The High Court has recently handed down judgment in Tapp v Australian Bushmen’s Campdraft & Rodeo Association Limited [2022] HCA 11. The case involved Ms Tapp, an experienced campdrafter who sustained serious spinal injuries on 8 January 2011 while competing in an event organised by the Respondent.
The primary judge (Lonergan J) in the Supreme Court of NSW dismissed Ms Tapp’s claim in negligence and this decision was upheld by the NSW Court of Appeal (Basten and Payne JJA, McCallum JA dissenting). The questions on appeal were whether Ms Tapp established the Respondent had failed to take reasonable precautions against the risk of injury (where such breach caused her injuries) and secondly, whether section 5L of the Civil Liability Act 2002 (NSW) (CLA) operated to deny liability on the basis that Ms Tapp’s injuries were the materialisation of an obvious risk sustained during a dangerous recreational activity.
Kiefel and Keane JJ found Ms Tapp failed to prove the deterioration of the arena’s surface is what caused her horse to fall or more specifically, what precisely caused her horse’s legs to slip. Part of their reasoning involved the fact that the arena was ploughed the morning following Ms Tapp’s incident could not be relied on to inform the Respondent’s appreciation of the surface’s deterioration or the reasonableness of certain precautions which ought to have been taken. This was referred to as the “dangerous lure of hindsight reasoning”, to which end they referred to section 5C(c) of the CLA.

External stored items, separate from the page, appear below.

PR #746, opened 2016-08-25
fix: play nice with other libraries touching the idom.attributes global

### LINKED ISSUE #745: Multiple skate versions are incompatible when idom.attributes mutation differs
There's a fundamental problem in living up to

> It works with multiple versions of itself on the page.

due to how skate hooks into incremental-dom. incremental-dom exposes an `attributes` object which can be used to hook into the lifecycle of DOM updates, and skate leverages this to do some internal state tracking.

Unfortunately skate currently assumes that it can safely mutate `attributes.___`, but it forgot that it'll actually be stepping on other versions of itself.

This happened in practice with v1.0.0-beta12 and v1.2.3, because back in v1.0.0-beta12 we had the code:

```
// Attributes that are not handled by Incremental DOM.
attributes.key = attributes.skip = attributes.statics = function () {};
```

but in v1.2.3 we *do* need `attributes.skip` so we have:

```
// Skip handler.
incrementalDom.attributes.skip = function (elem, name, value) {
  if (value) {
    elem[$skip] = true;
  } else {
    delete elem[$skip];
  }
};
```

Unfortunately for me v1.0.0-beta12 was being executed *after* v1.2.3 and clobbering the `attributes.skip` hook.

bradleyayers:
fixes #745

### DIFF
--- a/src/api/vdom.js
+++ b/src/api/vdom.js
@@ -9,6 +9,7 @@ import {
 } from 'incremental-dom';
 import { name as $name, ref as $ref } from '../util/symbols';
 import { shadowDomV0, shadowDomV1 } from '../util/support';
+import propContext from '../util/prop-context';
 
 const applyDefault = attributes[symbols.default];
 const fallbackToV0 = !shadowDomV1 && shadowDomV0;
@@ -31,6 +32,8 @@ let overrideArgs;
 // The number of levels deep after skipping a tree.
 let skips = 0;
 
+const noop = () => {};
+
 // Adds or removes an event listener for an element.
 function applyEvent(elem, ename, newFunc) {
   let events = elem[$currentEventHandlers];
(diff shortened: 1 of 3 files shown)


src/api/vdom.js
```diff
@@ -258,7 +267,7 @@ const newElementOpenEnd = wrapIdomFunc(elementOpenEnd);
 
 // Standard open / closed overrides don't need to reproduce internal behaviour
 // because they are the ones referenced from *End and *Start.
-const newElementOpen = wrapIdomFunc(elementOpen, stackOpen);
+const newElementOpen = attributesContext(wrapIdomFunc(elementOpen, stackOpen));
```
treshugart: How can we be sure that this is the only function we need to wrap? Are there any performance implications with this do you think?

src/util/prop-context.js
```diff
@@ -0,0 +1,27 @@
+import assign from './assign';
+
+function enter(object, props) {
+  const saved = {};
+  Object.keys(props).forEach(key => {
```
treshugart: Could this be a `reduce()`?

treshugart:
lgtm pending comments

src/api/vdom.js
bradleyayers: Yes this is the only function. There might be performance implications, but I think at this point they're of less concern than the multi-version incompatibility, and something we could improve later.

src/util/prop-context.js
bradleyayers: Semantically `reduce` is used to build and return a *new* object based on collection, but in this case that isn't our goal. Instead we want to mutate and existing one (`object`).

We could certainly *exploit* the looping behaviour of `reduce` for this, but unless it brings a perf improvement I don't think it would be mislead the reader.

src/api/vdom.js
bradleyayers: Perhaps a useful upstream change to incremental-dom would be to allow the entire attributes object to be changed, rather than just attributes on it. This would allow context switches to be faster (single assignment operation) rather than being proportional to the number of attribute overrides.

bradleyayers:
lgtm

src/api/vdom.js
treshugart: The idea would be to pass `attributes` in to every patch and patch would look to that as the source of truth instead of the global.

src/util/prop-context.js
treshugart: Yeah, I can see that now.

Issue #742, opened 2016-08-24
Compatibility with webreflection/document-register-element


treshugart:
cc @webreflection in case you're interested

WebReflection:
what's the current "_incompatibility_" if I might ask?

is this about using alternatively my polyfill instead of the web components one?

treshugart:
> what's the current "incompatibility" if I might ask?

The one I've just fixed would be that Skate also uses v0 if available and had defined `createdCallback` et al in it's `Component` base class to be called in v0-land. Your fill defined this on the element that gets returned from `super()` and when I tried to call it, it was calling yours instead of mine. I've just moved the logic in to a separate function to get around it. There's some others and I'll annotate those as I go along.

> is this about using alternatively my polyfill instead of the web components one?

Quite possibly, but either way it'd be nice to support both so we can direct Skate users to polyfills that fit their needs. There's still a few things we would need to consider before including it with skatejs/web-components by default. Some things I haven't measured yet are performance and size.

WebReflection:
>  I've just moved the logic in to a separate function to get around it. 
that part changed already locally to indeed avoid overrides when already defined.

You should've filed a bug in my repo ;-) sorry for the inconvenience.

treshugart:
> You should've filed a bug in my repo ;-) sorry for the inconvenience.

I don't really consider it a bug with your repo, though. We should be being defensive about this anyways.

If I do find what I think are legitimate bugs, of course I'll file them with you repo.

WebReflection:
let me know if there's anything else I can help with

treshugart:
Sure, thing. Thanks for responding :)

treshugart:
@WebReflection in https://github.com/WebReflection/document-register-element/pull/67#issuecomment-242031456 you mentioned FF still had some issues? I'm currently seeing some issues where the call to `nodeNames.get()` returns `undefined` at https://github.com/WebReflection/document-register-element/blob/master/src/document-register-element.js#L896. I'm still debugging the issue (could be my fault), but maybe this is something you've already seen?

WebReflection:
please try its latest and let me know . FF Nightly breaks V0 incapable of accepting a string as second argument + other breaks. FF Desktop also has some glitch but right now I have no time to debug it.

WebReflection:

Kiefel and Keane JJ also noted the safety of the competitors was not the only consideration relevant to the decision of whether to suspend the competition, given this is a sport where competitors are willing, indeed even eager, to engage in a recreational activity which is fraught with risks. After all, campdrafting involves riding a horse at high speeds, often a full gallop, while manoeuvring livestock around tight corners.
The majority (Gordon, Edelman and Gleeson JJ) allowed the appeal as they held the Respondent breached its duty of care by failing to suspend the event and inspect the surface of the arena, while considering the safety of the contestants. This was in circumstances where its directors were aware of the substantially elevated risk of a competitor sustaining injury, given there had been four bad falls prior to Ms Tapp’s injury and they had been warned on multiple occasions by an experienced campdrafter who considered the event ought to be stopped. Instead, multiple remarks were made that participants should simply “ride to the conditions”. Importantly, the majority held Ms Tapp’s injuries were not the result of a materialisation of an obvious risk.
Mr Shorten gave evidence for the Respondent that he considered the condition of the ground which was not wet but moist in parts, yet dust was still flying up. He gave evidence that prior to Ms Tapp’s injury an announcement was made over the loudspeaker that competitors could withdraw if they wished and be refunded their entry fees. Ms Tapp did not hear this warning as she was warming up her horse away from the arena, nor was she aware of the complaints made about the condition of the arena’s surface or the four falls which occurred before she competed in the open event.
The central issue addressed by the majority was the proper characterisation of the risk. The majority held the primary judge’s characterisation of the risk was at too high a level of generality, with Lonergan J characterising the risk as the risk the horse would fall and as a consequence of that, Ms Tapp would fall and be injured. The majority held this characterisation of the risk failed to include the essential facts that constituted the alleged breach of duty (as a defendant cannot avoid liability by characterising a risk at an artificially low level of generality, and the risk with which section 5L is concerned will usually need to be assessed after a determination that there is prima facie liability for negligence). The majority adopted as more accurate the characterisation of the risk as expressed by McCallum JA, as “the risk of injury as a result of falling from a horse that slipped by reason of the deterioration of the surface of the arena”.
The appeal was allowed, with verdict and judgment for Ms Tapp, who was awarded $6.75 million plus costs. The procedural history of this matter reveals the complexity and importance of properly characterising a risk including when considering section 5L of the CLA. In this instance, nine judicial officers considered the issue, five of which found the Respondent took reasonable precautions and of that five, three considered the defence under section 5L applied. Despite this, the Respondent was not successful following the appeal to the High Court.